Suppose, for example, that a labor contract specifies the process for allocating overtime assignments. Such strategies are often complex, and the employer may have to take into account a variety of factors, such as seniority, previous overtime allocations, the hours or days in which the overtime work is needed, and so forth. Now suppose that a factory supervisor is trying to follow the labor contract and offers overtime to a specific employee. This employee, however, indicates that before accepting, it may be necessary to check with his or her spouse to make sure that child care responsibilities can be rearranged. The supervisor, however, may feel the pressure of a deadline and award the overtime opportunity to a second employee. If the first employee objects to this course of action, then he or she may file a complaint with the union.

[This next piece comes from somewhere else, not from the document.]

PR #2723, opened 2024-08-12
MWPW-156672: refactor commerce & optimize pandora dependencies

3ch023:
This PR is a follow up of https://github.com/adobecom/milo/pull/2725 and:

When such differences of opinion arise, the union member takes the complaint to the shop steward. The shop steward may advise the employee that the supervisor handled things properly, but there are other appeal mechanisms, and the employee, even if refuted by the shop steward, still has channels for appeal.

Of course, if the shop steward agrees with the employee, the shop steward may follow prescribed methods for pursuing the complaint. The prescribed methods might include talking with the supervisor to get the other side of the story and then provide for lines of appeal on up the hierarchy of both the union and the company. In some cases, mediation or arbitration may be called into play, as may other efforts to resolve the dispute. The overtime, for example, may be reassigned to the first employee. Or the overtime may remain with the second employee while the first employee is also paid.

Let’s return for a moment to the agreement reached by the Teamsters and United Parcel Service that we described previously. After the agreement was reached, the union became concerned that UPS was not moving quickly enough to create the new jobs to which it had agreed two years earlier. The union submitted its complaint to arbitration and won. UPS was given a specific timetable for adding the new jobs as agreed.7

Endnotes

  1. 1 Lipsky, David, and Donn, Clifford. Collective Bargaining in American Industry (Lexington, MA: Lexington Books, 1981). See also John Fossumcite Labor Relations: Development, Structure, Process, 12th Ed. (Homewood, Illinois, Irwin Management, 2016).

  2. 2 Koenig, David. “Labor Unions Say Recent Victories Signal a Comeback,” Associated Press news release published in The Bryan-College Station Eagle, June 11, 2013, pp. E1, E6.

  3. 3 Dwyer, Paula. “Hoffa at Halftime,” Business Week, June 26, 2000, pp. 156–160.

  4. 4 https://www.bls.gov/wsp/, accessed on May 21, 2017.

  5. 5 Amour, Stephanie. “Will Fine Divide or Solidify Pilots?” USA Today, February 15, 1999, p. 1B.

  6. 6 Amour, Stephanie. “ABC Locks Out Striking Employees,” USA Today, November 3, 1998, p. B1.

  7. 7 Dwyer, Paula. “Hoffa at Halftime,” pp. 156–160.